Finding roots of numbers quickly

Computing cube roots of two digit numbers

In summer 2018, I was teaching a math class for high school students on problem solving and algebra at Harvard. A student of mine mentioned a trick he knew for calculating a cube root of a number quickly in his head. The entire class was interested, and he gave us the following instructions:

Choose any two digit number you like and cube it on a calculator.
Tell me the number you cubed.

I pulled out my phone, cubed a number, and told the student “my number cubed is 148,877”. In a split second, he responded back “the number you cubed was 53”. I was shocked that he solved it so quickly! For a few more minutes, other students called out cubes, and the student would respond back with what number was cubed. After amazing all of us, the student was kind enough to teach us his trick. In this blog post, I’ll show the same steps so that you too can pull off this trick to impress your friends/family.

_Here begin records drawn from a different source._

PR #684, opened 2018-08-24
Save as XML feature added

sadedil:
Similar approach used like Save as JSON or Save as CSV.

### DIFF
--- a/src/Microsoft.SqlTools.ServiceLayer/QueryExecution/DataStorage/SaveAsXmlFileStreamWriter.cs
+++ b/src/Microsoft.SqlTools.ServiceLayer/QueryExecution/DataStorage/SaveAsXmlFileStreamWriter.cs
@@ -1,0 +1,142 @@
+﻿// 
+// Copyright (c) Microsoft. All rights reserved.
+// Licensed under the MIT license. See LICENSE file in the project root for full license information.
+//
+
+using System;
+using System.Collections.Generic;
+using System.IO;
+using System.Text;
+using System.Xml;
+using Microsoft.SqlTools.ServiceLayer.QueryExecution.Contracts;
+
+namespace Microsoft.SqlTools.ServiceLayer.QueryExecution.DataStorage
+{
+    /// <summary>
+    /// Writer for writing rows of results to a XML file.
+    /// </summary>
+    /// <remarks>
+    /// This implements its own IDisposable because the cleanup logic closes the element that was
+    /// created when the writer was created. Since this behavior is different than the standard
+    /// file stream cleanup, the extra Dispose method was added.
+    /// </remarks>
+    public class SaveAsXmlFileStreamWriter : SaveAsStreamWriter, IDisposable
+    {
+        // Root element name for the output XML
+        private const string RootElementTag = "data";
+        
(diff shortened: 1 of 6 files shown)


src/Microsoft.SqlTools.ServiceLayer/QueryExecution/DataStorage/SaveAsXmlFileStreamWriter.cs
```diff
@@ -0,0 +1,142 @@
...
+        /// request params.
+        /// </param>
+        public override void WriteRow(IList<DbCellValue> row, IList<DbColumnWrapper> columns)
+        {
+            // Write the header for the object
+            xmlTextWriter.WriteStartElement(ItemElementTag);
+
+            // Write the items out as properties
+            int columnStart = ColumnStartIndex ?? 0;
+            int columnEnd = ColumnEndIndex + 1 ?? columns.Count;
```
kburtram: Can `ColumnEndIndex + 1` ever evaluate to `null`?  I would expect that to throw is ColumnEndIndex is null.

sadedil: Hi, @kburtram. Thanks for the review.

I think `ColumnStartIndex` and `ColumnEndIndex` are optional values, so it's OK to be null. Am I missing something?

And I thought the first expression was simpler way to write second one:
1. `int columnEnd = ColumnEndIndex + 1 ?? columns.Count;`
2. `int columnEnd = (ColumnEndIndex != null) ? ColumnEndIndex.Value + 1 : columns.Count;` (*this expression can be found at `SaveAsJsonFileStreamWriter.cs`*)

benrr101: You are right that ColumnStartIndex and ColumnEndIndex are optional, so supporting null is important here. But I did a quick bit of research and learned something new!

> The predefined unary and binary operators and any user-defined operators that exist for value types may also be used by nullable types. These operators produce a null value if the operands are null; otherwise, the operator uses the contained value to calculate the result.

>...no matter what the operand value is, if another operand is null, then the result is null.

(https://stackoverflow.com/questions/7660449/math-operations-with-null)

So yes, that's a nice way to simplify the code -- though it might not be as easy to understand at first 😄

kburtram: @benrr101 thanks, I learned something new too 😄.  @sadedil the code looks good to me.  For clarity, the below snippet illustrates the confusion.  I this case I wasn't sure if `val1 + 1` would raise a nullref exception.

```
int? val1 = null;
int val2 = val1 + 1 ?? 100;
```

sadedil: @benrr101 thanks for the clarification.

I think you're right, it's not so easy to see how is working at first sight.

inalpolat:
Great feature!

To begin with, the only bits of information you need to be able to pull off this trick are knowing the 1-digit cubes in your head. If you don’t know them, they are:

$2^3=8, 3^3=27, 4^3=64, 5^3=125, 6^3=216, 7^3=343, 8^3=512, 9^3=729.$

One important thing to notice in this list is that the units digit of every cube is unique.

Since the units digit are unique, if we know what the units digit of $x^3$ , we can look at our table above to determine the units digit of $x$ . For example, if $x^3 =148,877$ , then since $x^3$ has a units digit of $7$ , we know the units digit of $x$ is $3$ by looking at the table above.

Now that we know the units digit of $x$ , all that’s left to determine is the tens digit (since we started with a $2$ digit number). For this, we need to determine what two cubes the digits in the thousands place of $x^3$ lie between. For example, with $148,877$ , the digits in the thousands place are $148$ . We see that $125<148<216,$ therefore,

$50^3=125,000<148,8777<216,000=60^3.$

Hence, we know the tens digit of $x$ is $5$ , so our original cube must be $53$ .

Let’s try another quick example, and then I’ll leave some exercises for the reader.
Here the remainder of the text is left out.